In the US that would also be possible, but the level of basic income you arrive at might be bloody low. I don't know the data. At least, you'd save on bureaucracy.


>In the US that would also be possible, but the level of basic income you arrive at might be bloody low.

Why would that be? The US has a significantly higher GDP per capita than every European country except Norway, Luxemburg, and maybe Switzerland (depending on who you ask).

If you're talking about limiting it to current social welfare expenditures, the US spends about 20% of GDP on social welfare [1], and many European countries spend close to 30%. But since our GDP per capita is so much higher it should come out fairly close per person.
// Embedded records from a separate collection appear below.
PR #4327, opened 2024-02-12
Fix cloning a note with images

nono:


taratatach (commented):
We should probably check the available disk space before creating the copy (especially if we have images attached)

taratatach (approved):

PR #4333, opened 2024-02-15
feat: Konnector worker honors skip-maintenance-for

taratatach:
The `harvest.skip-maintenance-for` flag can be set to a list of
konnector slugs to unlock these in Harvest and allow requesting an
execution even if it's maintenance mode has been activated either in
the registry or cozy-stack.

However, the flag was not honored in the konnector worker thus
preventing its execution.
We'll now check if the konnector to be executed is part of the list
(if set) and skip the maintenance mode when appropriate.

### DIFF
--- a/model/feature/flag.go
+++ b/model/feature/flag.go
@@ -71,6 +71,38 @@ func (f *Flags) UnmarshalJSON(bytes []byte) error {
 	return nil
 }
 
+func (f *Flags) GetList(name string) ([]interface{}, error) {
+	if f.M[name] == nil {
+		return []interface{}{}, nil
+	}
+
+	value, ok := f.M[name].(map[string]interface{})
+	if !ok {
+		return nil, fmt.Errorf("Flag %s is not a list flag", name)
+	}
+
+	list, ok := value["list"].([]interface{})
+	if !ok {
+		return nil, fmt.Errorf("Flag %s is not a list flag", name)
+	}
+
+	return list, nil
+}
+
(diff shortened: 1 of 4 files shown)


model/feature/flag.go
```diff
@@ -71,6 +71,38 @@ func (f *Flags) UnmarshalJSON(bytes []byte) error {
...
+
+	list, ok := value["list"].([]interface{})
+	if !ok {
+		return nil, fmt.Errorf("Flag %s is not a list flag", name)
+	}
+
+	return list, nil
+}
+
+func (f *Flags) HasListItem(name string, item string) (bool, error) {
```
nono, line 92: `name string, item string` can be shortened to `name, item string`

model/feature/flag.go
```diff
@@ -71,6 +71,38 @@ func (f *Flags) UnmarshalJSON(bytes []byte) error {
...
+	if f.M[name] == nil {
+		return []interface{}{}, nil
+	}
+
+	value, ok := f.M[name].(map[string]interface{})
+	if !ok {
+		return nil, fmt.Errorf("Flag %s is not a list flag", name)
+	}
+
+	list, ok := value["list"].([]interface{})
```
nono, line 84: I'm surprised by the format here. I would have expected `f.M[name]` to be `[]interface{}`, not having to look at a `list` thing. Are you sure about the format?

taratatach: As discussed, this is the format used for list flags.

nono (approved):

PR #4336, opened 2024-02-22
Make the bitwarden OAuth clients linked to cozy-pass web

nono:
It requires a new version of cozy-pass web, with some permissions added to the manifest (like com.bitwarden.folders).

[1] http://www.oecd-ilibrary.org/social-issues-migration-health/...


Thanks for the numbers.


This may sound rude, but I literally do not care about any response that does include napkin math. The concept of basic income has been quite popular on HN and elsewhere for the past 6-12 months. I have asked for napkin math probably two dozen times. No one has ever been able to provide it.

I love the concept of basic income. I've played with the numbers quite a bit myself. I've tried to make it work. I can't do it. Not even close for the US. I'm desperate for someone to post some basic of basic back of the napkin level math. So far no one has done it. I do not consider that a good sign.


US GDP ~16 trillion. Government social spending 20% of GDP[1] or about 3.2 trillion dollars. US population about 320 million.

That's right at about $10k per year to every American if we capped it at current government social spending.

So a family of 4 would get $40k a year.

You could make that 3.2 trillion go a lot further by raising taxes gradually so that when you reach say $75k you're paying as much extra taxes are you receive in Basic Income.

I'm pretty sure [1] includes state and local spending as well so this would be tricky.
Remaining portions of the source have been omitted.